Here's another pic. This one looks legit to me.


----------



## Brandon_SPC (Nov 2, 2013)

jspooney said:


> Here's another pic. This one looks legit to me.


With this picture I wouldn't call BS. We all know like the 122" buck shot out of the hutton unit last year then you have the 126" deer shot this year out of BW. With BW being 191,000 acres I bet you there are a few deer out there that score over 120" and maybe a few over 130". It is just they know where to hide and when to hide. We all know that.
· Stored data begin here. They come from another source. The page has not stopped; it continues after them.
PR #2774, opened 2021-05-25
Swap gem layout

chris-gds:
## What?

Update `frontend` app to use `gem_layout` template from `static`.

## Why?

As part of on-going a11y work to align architecture & use Components to ensure consistency and future proof to allow a11y improvements to cascade across the site.

## Visuals

Slight changes, some manual spacing adjustments have been made to mimic current design.

### Selection of visuals:

| Dev URL      |  Before / After - Mobile  |  Desktop |
| ----------- | ----------- | ----------- |
| http://frontend.dev.gov.uk/ | Screenshot 2021-05-31 at 10 52 48       | Screenshot 2021-05-31 at 10 46 06  |
| http://frontend.dev.gov.uk/foreign-travel-advice |  Screenshot 2021-05-31 at 12 40 13  |   Screenshot 2021-05-31 at 12 40 39   |
| http://frontend.dev.gov.uk/contact-electoral-registration-office | Screenshot 2021-05-31 at 13 45 50    | Screenshot 2021-05-31 at 13 45 16       |
| http://frontend.dev.gov.uk/help/cookies |  Screenshot 2021-05-31 at 14 15 38  | Screenshot 2021-05-31 at 14 14 59  |
| http://frontend.dev.gov.uk/settle-in-the-uk |  Screenshot 2021-05-31 at 14 19 05     | Screenshot 2021-05-31 at 14 18 19  |
| http://frontend.dev.gov.uk/settle-in-the-uk/y/you-re-an-eu-eea-or-swiss-citizen |  Screenshot 2021-05-31 at 16 46 31  | Screenshot 2021-05-31 at 16 45 45  | Screenshot 2021-05-31 at 16 09 27 | http://frontend.dev.gov.uk/settle-in-the-uk/y/you-re-an-eu-eea-or-swiss-citizen |  Screenshot 2021-05-31 at 16 47 00 |   |

### Related PRs

Enhancement PR:
[Remove duplicate `<headers>`](https://github.com/alphagov/frontend/pull/2775)

Resolve e2e PR
https://github.com/alphagov/govuk_publishing_components/pull/2101

Adding additional URLs to README for ref.
https://github.com/alphagov/frontend/pull/2793

----
Converting the layout to the gem version resulted in the lookup pattern not inheriting the relevant styling correctly.  Upon inspection, this is due to elements from the gem like [`fieldset`](https://components.publishing.service.gov.uk/component-guide/fieldset) not being utilised within `frontend` and therefore not using the shared classes - this has been manually adjusted.

[...]

PR #2793, opened 2021-06-02
Update README

chris-gds:
## What?

Adding an additional list of URLs rendered by `frontend`

## Why?

As part of [this PR](https://github.com/alphagov/frontend/pull/2774). In order to action more in depth testing to increase confidence that updates work as expected across the repo paths (based on traffic) were taken from [Kibana](https://docs.publishing.service.gov.uk/manual/kibana.html#header) - adding to the repo for future reference. 

## Visuals

The markdown table is hard to visualise so rendered output below:
image

## Anything else?

Some of the links might suffer from link rot and need to be removed / updated as time goes on.

### DIFF
--- a/README.md
+++ b/README.md
@@ -23,14 +23,12 @@ Transaction start pages:
 * https://www.gov.uk/help/ab-testing
 * https://www.gov.uk/foreign-travel-advice (travel advice index page)
 * https://www.gov.uk/find-local-council
-* https://www.gov.uk/passport-interview-office
 * https://www.gov.uk/roadmap (GOV.UK public facing roadmap)
 
 ### Licence finders
 
 Some examples:
 
-* https://www.gov.uk/guidance/hire-out-horses-licence-england
 * https://www.gov.uk/premises-licence
 * https://www.gov.uk/temporary-events-notice
 * https://www.gov.uk/apply-skip-permit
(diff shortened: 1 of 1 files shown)


README.md
```diff
@@ -66,6 +66,31 @@ Assisted digital satisfaction surveys:
 * https://www.gov.uk/bank-holidays
 * https://www.gov.uk/when-do-the-clocks-change
 
+### Misc
+
+* http://www.gov.uk/school-term-holiday-dates
```
injms, line 71: If we know it, is it worth mentioning which view the pages use?

chris-gds: Added ✅  

Partially explored how to add outputs to a Dev environment so comments easily identify which view is in use:
`<!-- <%= File.basename(__FILE__) %> -->`

README.md
```diff
@@ -66,6 +66,40 @@ Assisted digital satisfaction surveys:
 * https://www.gov.uk/bank-holidays
 * https://www.gov.uk/when-do-the-clocks-change
 
+### Misc
+
+| URL                                                                                                                                                          |  | Related Views             |
+| ------------------------------------------------------------------------------------------------------------------------------------------------------------ |  | ------------------------- |
```
injms, line 72: This table isn't rendering as a table, just as the raw markdown; I think this is because of the whitespace between two pipes on line 72.

I think that this should be two columns to make it easier to navigate, unless there was some missing content in the middle column?

```suggestion
| URL | Related Views |
| - | - | 
```

chris-gds: 🙈  I've adjusted this entirely - this [previewer](https://markdownlivepreview.com/) seemingly doesn't use the same renderer.

injms: Argh, how annoying! Looks good now though 👍

injms (approved):
Super! Thanks for adding this 👍

README.md
maxgds: Is this valuable? If you run it locally/dev env you can watch what templates are called in the terminal already. The problem lies in the opposite direction when you need to know what urls a template generates and this doesn't support that.

injms: I think there is still value in this as you don't need to spin up the application to see what views a URL uses. I agree there's still work to be done to find out what URLs use which view - Owen's investigation into using Kibana looks to be promising for this.

chris-gds: >Is this valuable? 

So the use case I found this useful was opening 30+ URLs at once to review and wanting to easily see what page I was looking at.   Is it easier to discover this in terminal in this use case?

> know what urls a template generates and this doesn't support that.

This was just an quick experiment - it would be nice to have this. 
(Wondering how that might work now)

maxgds: ah, I read "on a dev environment" as meaning you need to be running it anyway. This might make sense to scope to just dev/integration and implement - avoid giving millions of users useless bytes to collect. It's a nice idea.

chris-gds:
@injms do the merge honours?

This buck probably score in the high 120's.


----------



## chaddd (Jul 27, 2010)

Brandon_SPC said:


> With this picture I wouldn't call BS. We all know like the 122" buck shot out of the hutton unit last year then you have the 126" deer shot this year out of BW. With BW being 191,000 acres I bet you there are a few deer out there that score over 120" and maybe a few over 130". It is just they know where to hide and when to hide. We all know that. This buck probably score in the high 120's.
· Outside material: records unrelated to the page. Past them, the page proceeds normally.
PR #4521, opened 2024-12-11
Landing page themes

KludgeKML:

## What

Adds theme support to landing pages. 

## Why

Currently all landing pages have the Number 10 header. We don't want that on all landing pages, so we add a top-level `theme` element, which can be omitted or set to `default` to get a landing page without that header. The existing mission pages will have to be updated with the theme `prime-ministers-office-10-downing-street`, but since it's a top-level element we can do that once in the homepage and republish all, and the others will pick it up due to their `extends` values)

## Do not merge until
- [x] PfC mission page is published with the top level element `theme: prime-ministers-office-10-downing-street` added.
- [x] PfC pages are all republished (so that the child pages pick up the inherited element).

### Before

Screenshot 2024-12-12 at 14 01 25

### After (with no theme set, ie `default`) Note no No. 10 header, and the breadcrumbs are in the normal state rather than inverted.

Screenshot 2024-12-12 at 14 12 02

### After (with `prime-ministers-office-10-downing-street` theme set)

Screenshot 2024-12-12 at 14 12 46

### DIFF
--- a/app/views/landing_page/themes/_prime-ministers-office-10-downing-street.html.erb
+++ b/app/views/landing_page/themes/_prime-ministers-office-10-downing-street.html.erb
@@ -1,0 +1,35 @@
+<%
+  add_view_stylesheet("landing_page/themes/prime-ministers-office-10-downing-street")
+%>
+
+<div class="landing-page-header">
+  <div class="govuk-width-container">
+    <div class="landing-page-header__blue-bar">
+    </div>
+
+    <% if @content_item.breadcrumbs.present? %>
+      <%= render 'govuk_publishing_components/components/breadcrumbs', {
+        collapse_on_mobile: true,
+        inverse: true,
+        breadcrumbs: @content_item.breadcrumbs
+      } %>
+    <% end %>
+
+    <div class="landing-page-header__org">
+      <%= render "govuk_publishing_components/components/organisation_logo", {
+        organisation: {
+          name: sanitize("Prime Minister's Office<br>10 Downing Street"),
+          url: "/government/organisations/prime-ministers-office-10-downing-street",
+          brand: "prime-ministers-office-10-downing-street",
+          crest: "eo",
+        },
+        inverse: true,
+        inline: true,
+      } %>
+    </div>
+  </div>
+</div>
+
+<main class="landing-page" id="content">
+  <%= yield :landing_page_blocks %>
+</main>
--- a/docs/building_blocks_for_flexible_content.md
+++ b/docs/building_blocks_for_flexible_content.md
@@ -15,7 +15,13 @@ blocks:
 - type: block_type
 ```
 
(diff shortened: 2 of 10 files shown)


docs/building_blocks_for_flexible_content.md
```diff
@@ -15,7 +15,13 @@ blocks:
...
 ```
 
-This may include a top-level `navigation_groups` element for use by blocks (See [Navigation Groups](#navigation-groups)), or a top-level `extends` element to inherit configuration from another landing page (See [Extending a page (Whitehall Only)](#extending-a-page-whitehall-only)).
+It may optionally include other top-level elements:
+
+* a `breadcrumbs` element, an array of `title/href` pairs which will be used to create a breadcrumb list.
+* an `extends` element to inherit configuration from another landing page (See [Extending a page (Whitehall Only)](#extending-a-page-whitehall-only)).
+* an `image` element. This has one sub-element (`url`) which should be the url for an image to use with social media metadata.
+* a `navigation_groups` element for use by blocks (See [Navigation Groups](#navigation-groups))
+* a `theme` element which will set the general appearance of the page. Valid themes are `default` or `prime-ministers-office-10-downing-street`) - if no theme is specified, `default` will be used.
```
leenagupte, line 24: This update to the documentation is great!

I think though that a section on themes is needed. The themes described here apply to the whole page, whereas there are themes that only apply to a block, e.g. hero blocks.

leenagupte (commented):
This is looking great!

I'd like to see a couple of things before approving:

1. What the difference between the default theme and the prime ministers theme looks like. I think example pages with the default theme and prime ministers theme applied would be good
2. A frontend person to take a look and check that the prime ministers pages especially are still rendering as expected.

docs/building_blocks_for_flexible_content.md
KludgeKML: Good call, done!

KludgeKML:
> 1. What the difference between the default theme and the prime ministers theme looks like. I think example pages with the default theme and prime ministers theme applied would be good

I've added example images from integration in the description.

> 2. A frontend person to take a look and check that the prime ministers pages especially are still rendering as expected.

👍

app/views/landing_page/themes/_prime-ministers-office-10-downing-street.html.erb
```diff
@@ -0,0 +1,35 @@
+<%
+  add_view_stylesheet("landing_page/themes/prime-ministers-office-10-downing-street")
+%>
+
+<div class="landing-page-header">
+  <div class="govuk-width-container">
+    <div class="landing-page-header__blue-bar">
+    </div>
+
+      <% if @content_item.breadcrumbs.present? %>
```
andysellick, line 10: Nitpick: indentation too much?

KludgeKML: Yes, indentation too much. Thanks! Fixed.

leenagupte (approved):
Thanks for updating the documentation ⭐ 

LGTM! 👍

Exactly! There are prob more than you would think in there.


----------



## 706Z (Mar 30, 2011)

jspooney said:


> Here's another pic. This one looks legit to me.



Not even the same deer. 


Sent from my iPhone using Tapatalk


----------



## RippinLips14 (Aug 10, 2014)

It definitely is the same deer. There are 2 more pictures on that Facebook page with the deer on the ground in Blackwater and it is textbook blackwater ground. I can't upload pics with my phone but go look. All kinds of monster florida bucks running around the panhandle. Funny how those that hunt 200 yards from there truck's and shoot every legal deer they see are usually the ones that say it can't be. I have seen more bucks like this one and even bigger where I hunt which is in blackwater in person and on camera for several years now. The antler restrictions might piss a lot of people off. But I guarantee if one of them 3+ year old studs come running by the ones that are mad in a few years they might change their beliefs. Has anybody seen the 145 inch giant that was shot in North Okaloosa county just the other day that was brought into Chad Coopers? Beast 13 point. They are out there when given a chance to grow .


----------



## Brandon_SPC (Nov 2, 2013)

706Z said:


> Not even the same deer.
> 
> 
> Sent from my iPhone using Tapatalk


 Thats the same deer.


----------



## RippinLips14 (Aug 10, 2014)

And the 122 that was shot in BW last year was 127 gross.


----------



## Brandon_SPC (Nov 2, 2013)

RippinLips14 said:


> And the 122 that was shot in BW last year was 127 gross.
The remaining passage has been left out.